* _Exercise brief_: Reproduce exactly the lines from the line containing "- The final" through the end of the records below, including both ends, and nothing else.

* _Listed entries_:

◆ ◆ ◆ ◆

PR #2146, opened 2026-09-10
Separate receipt, child, and Git result cases

Aaronontheweb:
Tool receipts combine outcome categories with optional payloads. Child and Git results also expose fields that only fit some states. This change gives internal consumers distinct cases while public child and Git shapes remain unchanged.

- Tool producers construct success, correction, or other-outcome receipts directly. The aggregate factory is removed. Enum validation, canonical paths, and collection ownership remain enforced.
- The spawner adds locations after the child actor returns completion. Completed and partial runs retain their paths. Failed and cancelled runs expose none. The public SpawnAsync adapter retains SubAgentResult.
- Git state separates detached and attached heads. Tracking requires an upstream. The public flat snapshot retains its JSON shape, absent branch metadata, and unborn branches. Contradictory Git output becomes the existing unavailable outcome.

The specification includes the producer and consumer map and their lifetimes. Returned paths still provide location data. They grant no authority.

The `Report invalid Git snapshots and verify child result paths` correction handles malformed public Git snapshots in the context formatter. It reports the existing unavailable outcome with a reason. The parser stays strict. The spawner uses explicit completion cases, rejects null responses, and retains required locations for successful runs.

Validation:

- Three malformed JSON snapshot tests failed before the correction and pass after it. Valid attached, detached, unborn, and missing-branch controls also pass.
- Focused result tests passed: 62 tests. The tool output tests verify paths on completion and no paths on failure.
- The final stack passed 3,925 actor tests and 1,098 daemon tests, with six actor platform skips.
- A focused coverage run passed 153 tests. The context formatter reached 98.36% sequence coverage and 96.42% branch coverage.
- Slopwatch, headers, whitespace checks, and strict OpenSpec validation passed.
- The child-log eval passed 5/5 before this review correction. That eval was not repeated for this commit.

Replaces #2139. All branches for the native stack reside in this repository.

### DIFF
--- a/openspec/changes/unify-session-storage-and-temp/design.md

◆ ◆ ◆ ◆

* _Your solution_:
- The final stack passed 3,925 actor tests and 1,098 daemon tests, with six actor platform skips.
- A focused coverage run passed 153 tests. The context formatter reached 98.36% sequence coverage and 96.42% branch coverage.
- Slopwatch, headers, whitespace checks, and strict OpenSpec validation passed.
- The child-log eval passed 5/5 before this review correction. That eval was not repeated for this commit.

Replaces #2139. All branches for the native stack reside in this repository.

### DIFF
--- a/openspec/changes/unify-session-storage-and-temp/design.md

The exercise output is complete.